If you haven’t seen and heard the English Band Mumford and Sons perform you’re in for a treat. If you have, this is among their best performances. Mumford and Sons came into my life with their first Top 40 single, “Little Lion Man” from their debut album, “Sigh No More”. The album became a hot seller on the success of that first single and the band was launched worldwide. They went on to win Grammy nominations, and both the ARIA Music Award for Most Popular International Artists and the Brit Award for Best British Album, 2011. An auspicious beginning.

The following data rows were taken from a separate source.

PR #900, opened 2017-09-07
ISSUE-899 Test mode: Provide an option to force stop a test run

### LINKED ISSUE #899: Test mode: Provide an option to force stop a test run
Sometimes the storm process keeps on running and the test run never completes until one manually kills the storm local mode process.

That way even if the process gets stuck, the user can stop the test run after they have seen the expected results and even if the process does not get stuck it will be useful in general.

HeartSaVioR:
* add new REST API endpoint: force stop running test
  * /topologies/{topologyId}/actions/killtest/{historyId}
  * it just turns on the flag to force stop, and return immediately
  * response with OK would be {"flagged": true/false}
    * flagged will be 'true' only when process is running now and 'false' otherwise so it doesn't indicate request has been failed
* let 'test run' handles force stop flag and destroy process if flag is turned on

This closes #899 

As I also noted to https://github.com/hortonworks/streamline/issues/899#issuecomment-327700819, please keep it mind that 'force stop' will make test run marked as 'failed'.

### DIFF
--- a/streams/actions/src/main/java/com/hortonworks/streamline/streams/actions/TopologyActions.java
+++ b/streams/actions/src/main/java/com/hortonworks/streamline/streams/actions/TopologyActions.java
@@ -15,6 +15,7 @@
  **/
 package com.hortonworks.streamline.streams.actions;
 
+import com.hortonworks.streamline.streams.catalog.TopologyTestRunHistory;
 import com.hortonworks.streamline.streams.layout.component.TopologyLayout;
 import com.hortonworks.streamline.streams.layout.component.impl.testing.TestRunProcessor;
 import com.hortonworks.streamline.streams.layout.component.impl.testing.TestRunSink;
@@ -39,10 +40,19 @@ public interface TopologyActions {
     // Compose and run parameter topology as test mode using the underlying streaming engine.
     // The parameter 'topology' should contain its own topology DAG.
     // Please refer the javadoc of TestRunSource and also TestRunSink to see which information this method requires.
-    void testRun(TopologyLayout topology, String mavenArtifacts,
+    void runTest(TopologyLayout topology, TopologyTestRunHistory testRunHistory, String mavenArtifacts,
                  Map<String, TestRunSource> testRunSourcesForEachSource,
                  Map<String, TestRunProcessor> testRunProcessorsForEachProcessor,
                  Map<String, TestRunSink> testRunSinksForEachSink, Optional<Long> durationSecs) throws Exception;
+
+    // Kill topology running as test mode if exists.
+    // Minimum requirement of this interface method is ensuring current running topology to be killed eventually.
+    // (Whether kill topology immediately or not is up to the implementation detail.)
+    // Querying TopologyTestRunHistory would still give the status of test run, including it is killed or not.
+    // The return value denotes whether killing topology is at least be triggered or not:
+    // it returns true if it succeeds to trigger, false otherwise.
+    // (topology is still not launched, process for topology test completed, etc.)
+    boolean killTest(TopologyTestRunHistory testRunHistory);
 
     //Kill the artifact that was deployed using deploy
     void kill (TopologyLayout topology, String asUser) throws Exception;
--- a/streams/runners/storm/actions/src/main/java/com/hortonworks/streamline/streams/actions/storm/topology/StormTopologyActionsImpl.java
+++ b/streams/runners/storm/actions/src/main/java/com/hortonworks/streamline/streams/actions/storm/topology/StormTopologyActionsImpl.java
@@ -22,6 +22,7 @@ import com.hortonworks.streamline.common.exception.service.exception.request.Top
 import com.hortonworks.streamline.streams.actions.StatusImpl;
 import com.hortonworks.streamline.streams.actions.TopologyActionContext;
 import com.hortonworks.streamline.streams.actions.TopologyActions;
+import com.hortonworks.streamline.streams.catalog.TopologyTestRunHistory;
 import com.hortonworks.streamline.streams.cluster.Constants;
 import com.hortonworks.streamline.streams.cluster.service.EnvironmentService;
 import com.hortonworks.streamline.streams.exception.TopologyNotAliveException;
@@ -58,6 +59,7 @@ import javax.ws.rs.client.ClientBuilder;
 import java.io.File;
 import java.io.FileOutputStream;
 import java.io.IOException;
+import java.io.InputStream;
 import java.io.OutputStreamWriter;
 import java.io.StringWriter;
 import java.nio.charset.Charset;
@@ -73,6 +75,8 @@ import java.util.List;
 import java.util.Map;
 import java.util.Optional;
 import java.util.UUID;
+import java.util.concurrent.ConcurrentHashMap;
+import java.util.concurrent.TimeUnit;
 import java.util.regex.Matcher;
 import java.util.regex.Pattern;
 import java.util.stream.Collectors;
@@ -133,6 +137,7 @@ public class StormTopologyActionsImpl implements TopologyActions {
     private long nimbusThriftMaxBufferSize;
 
     private AutoCredsServiceConfigurationReader serviceConfigurationReader;
+    private final ConcurrentHashMap<Long, Boolean> forceKillRequests = new ConcurrentHashMap<>();
 
     public StormTopologyActionsImpl() {
     }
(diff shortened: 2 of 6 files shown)


HeartSaVioR:
I added some log line with INFO because it is hard to debug topology test run with INFO level. Please let me know if we want to change the log level for them to DEBUG.

streams/runners/storm/actions/src/main/java/com/hortonworks/streamline/streams/actions/storm/topology/StormTopologyActionsImpl.java
```diff
@@ -765,6 +785,65 @@ private ShellProcessResult executeShellProcess (List<String> commands) throws  E
...
+                process.destroyForcibly();
+            }
+
+            // leave a log for each 10 secs...
+            if ((idx + 1) % 100 == 0) {
+                LOG.info("Still waiting for test run for history {} to be finished...", topologyRunHistoryId);
+            }
+
+            try {
+                process.waitFor(100, TimeUnit.MILLISECONDS);
```
arunmahadevan: maybe exit only when waitFor returns true? not sure if wait hasn't yet returned true it will cause zombies.

streams/runners/storm/actions/src/main/java/com/hortonworks/streamline/streams/actions/storm/topology/StormTopologyActionsImpl.java
```diff
@@ -259,7 +266,7 @@ public void deploy(TopologyLayout topology, String mavenArtifacts, TopologyActio
     }
 
     @Override
-    public void testRun(TopologyLayout topology, String mavenArtifacts,
+    public void runTest(TopologyTestRunHistory testRunHistory, TopologyLayout topology, String mavenArtifacts,
```
arunmahadevan: testRunHistory can be the second argument. All other methods take TopologyLayout as the first arg.

streams/service/src/main/java/com/hortonworks/streamline/streams/service/TopologyTestRunResource.java
```diff
@@ -98,6 +99,25 @@ public Response testRunTopology (@Context UriInfo urlInfo,
...
+        TopologyTestRunHistory history = catalogService.getTopologyTestRunHistory(historyId);
+
+        if (topology == null) {
+            throw EntityNotFoundException.byName("Topology with ID " + topologyId.toString());
+        } else if (history == null) {
+            throw EntityNotFoundException.byName("TopologyTestRunHistory with ID " + historyId.toString());
+        }
+
+        boolean flagged = actionsService.killTestRunTopology(topology, history);
+        return WSUtils.respondEntity(Collections.singletonMap("flagged", flagged), OK);
```
arunmahadevan: Since this just marks for kill, when does UI consider kill as successful ? It needs to query the status?

streams/runners/storm/actions/src/main/java/com/hortonworks/streamline/streams/actions/storm/topology/StormTopologyActionsImpl.java
HeartSaVioR: Good point. Will address.

streams/runners/storm/actions/src/main/java/com/hortonworks/streamline/streams/actions/storm/topology/StormTopologyActionsImpl.java
HeartSaVioR: This loop doesn't terminate unless process has exit code: isAlive() checks whether exit code is available or not.

streams/service/src/main/java/com/hortonworks/streamline/streams/service/TopologyTestRunResource.java
HeartSaVioR: Yes this API just triggers force kill, and loop for polling test history and events should be continue until history provides 'finish' to true.

HeartSaVioR:
Btw, I found only one non-daemon thread prevents process to be not finished: `executorService` in WaterMarkEventGenerator. I have been testing several scenarios and found only topologies which does event time windowing have the issue consistently. I dumped thread via jstack but impossible to find from jstack result because it doesn't have thread factory hence thread name is pool-*.

I'll file an issue and provide a patch soon.

HeartSaVioR:
Filed issue and submitted PR: https://issues.apache.org/jira/browse/STORM-2724

shahsank3t:
@HeartSaVioR While testing this out, I ran a test case and got error:

**API:** /api/v1/catalog/topologies/1/testhistories/2/events
**Respone:** {"responseMessage":"Event log file of history 2 does not exist or is not readable."}

**Logs:**
WARN   [10:19:28.807] [ForkJoinPool-2-worker-2] c.h.s.s.a.t.s.TopologyTestRunner -  Exception thrown while running Topology as test mode. Marking as 'failed'. topology id: 1 
java.lang.Exception: Topology could not be run successfully as test mode: storm deploy command failed
	at com.hortonworks.streamline.streams.actions.storm.topology.StormTopologyActionsImpl.runTest(StormTopologyActionsImpl.java:309)
	at com.hortonworks.streamline.streams.actions.topology.service.TopologyTestRunner.runTestInBackground(TopologyTestRunner.java:200)
	at com.hortonworks.streamline.streams.actions.topology.service.TopologyTestRunner.lambda$runTest$21(TopologyTestRunner.java:177)
	at com.hortonworks.streamline.common.util.ParallelStreamUtil.lambda$runAsync$7(ParallelStreamUtil.java:56)
	at java.util.concurrent.CompletableFuture$AsyncSupply.run(CompletableFuture.java:1590)
	at java.util.concurrent.CompletableFuture$AsyncSupply.exec(CompletableFuture.java:1582)
	at java.util.concurrent.ForkJoinTask.doExec(ForkJoinTask.java:289)
	at java.util.concurrent.ForkJoinPool$WorkQueue.runTask(ForkJoinPool.java:1056)
	at java.util.concurrent.ForkJoinPool.runWorker(ForkJoinPool.java:1692)
	at java.util.concurrent.ForkJoinWorkerThread.run(ForkJoinWorkerThread.java:157)

HeartSaVioR:
@shahsank3t 
Thanks for testing!

Please make sure that the process of test is started. The new api endpoint doesn't do anything if process is not started. 
And due to how Storm local cluster works, you need to wait a bit more than some seconds to let process initializes local cluster env. and run actual worker. 
(event file is not generated before running actual worker. might be better to create one before launching process btw.)

Providing exported test topology json, test data, and streamline log would be great to track the issue and reproduce the issue you've seen.

shahsank3t:
@HeartSaVioR 
Sorry, my bad. There was some config issue which I resolved and was able to run the testcase as well as kill it.

HeartSaVioR:
@arunmahadevan Please have a second look when you have time. Thanks in advance!

streams/actions/src/main/java/com/hortonworks/streamline/streams/actions/TopologyActions.java
```diff
@@ -39,11 +40,16 @@
...
     // The parameter 'topology' should contain its own topology DAG.
     // Please refer the javadoc of TestRunSource and also TestRunSink to see which information this method requires.
-    void testRun(TopologyLayout topology, String mavenArtifacts,
+    void runTest(TopologyLayout topology, TopologyTestRunHistory testRunHistory, String mavenArtifacts,
                  Map<String, TestRunSource> testRunSourcesForEachSource,
                  Map<String, TestRunProcessor> testRunProcessorsForEachProcessor,
                  Map<String, TestRunSink> testRunSinksForEachSink, Optional<Long> durationSecs) throws Exception;
 
+    // kill topology running as test mode if exists
+    // return true if it succeeds to turn on the flag,
```
arunmahadevan: Can you make it clear what you mean by 'flag' and that the implementations are supposed to just submit for killing? Right now can one query the status of killTest via TopologyActions interface ? Maybe this can return a `Future` which can be queried to check the status (can be done later if its more work).

HeartSaVioR: Looks like I left a comment about interface too coupled with implement details. I'll leave a requirement of the method.

At least for Storm implementation we don't know whether kill succeeds or not because it just triggers the flag and killing process occurs from another thread.
We still have a chance to determine the status (with some works), but we need to decide whether backend responds immediately and let UI continue polling, or backend waits for killing and responds afterward. If we want former, maybe better not to put effort which we don't actually use.

HeartSaVioR: @arunmahadevan 
I just changed description to make requirement of method clearer, but please file an issue if you see the benefit to have return type as `Future`.

HeartSaVioR:
@arunmahadevan Squashed the commits.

In 2012 the band released their second album, “Babel”, and it’s sold just as well as their first album. At the 2013 Grammy Awards they won Album of the year. Not bad for a band who only formed in December of 2007. But these guys aren’t your typical musicians, either.
The band members are all vocalists and multi-instrumentalists, playing guitar, drums, keyboard instruments, bass guitar, string bass and folk instruments- banjo, mandolin, accordion, harmonica and resonator guitar. They put their guts into a show, too, stomping their feet and bopping to the rhythm. As working-class as they sound and appear, they aren’t. At all. Ian Brennan, reviewing them in Guitar Player magazine, complained: “A band like Mumford & Sons unplugs and bulldozes all of the subtlety out of a working-class art form. The degree of artificiality that we are steeped in has deepened to such a degree that a group of aristocratic Brits (one of whom is the son of a billionaire who is among the richest men in England) can ride to the top of the charts and win an Americana award with hardly a soul batting an eye.”(Wikipedia) Their lyrics reference classical literature and Shakespeare’s plays, not coal mining and farming. They dress as 19th century store clerks and call themselves “Gentlemen of the Road” (their latest tour name, too). Among all the British Boarding School musicians, this current generation knows packaging and image well enough to pull it off themselves and consistently. From set to wardrobe to music to instruments they have their act together.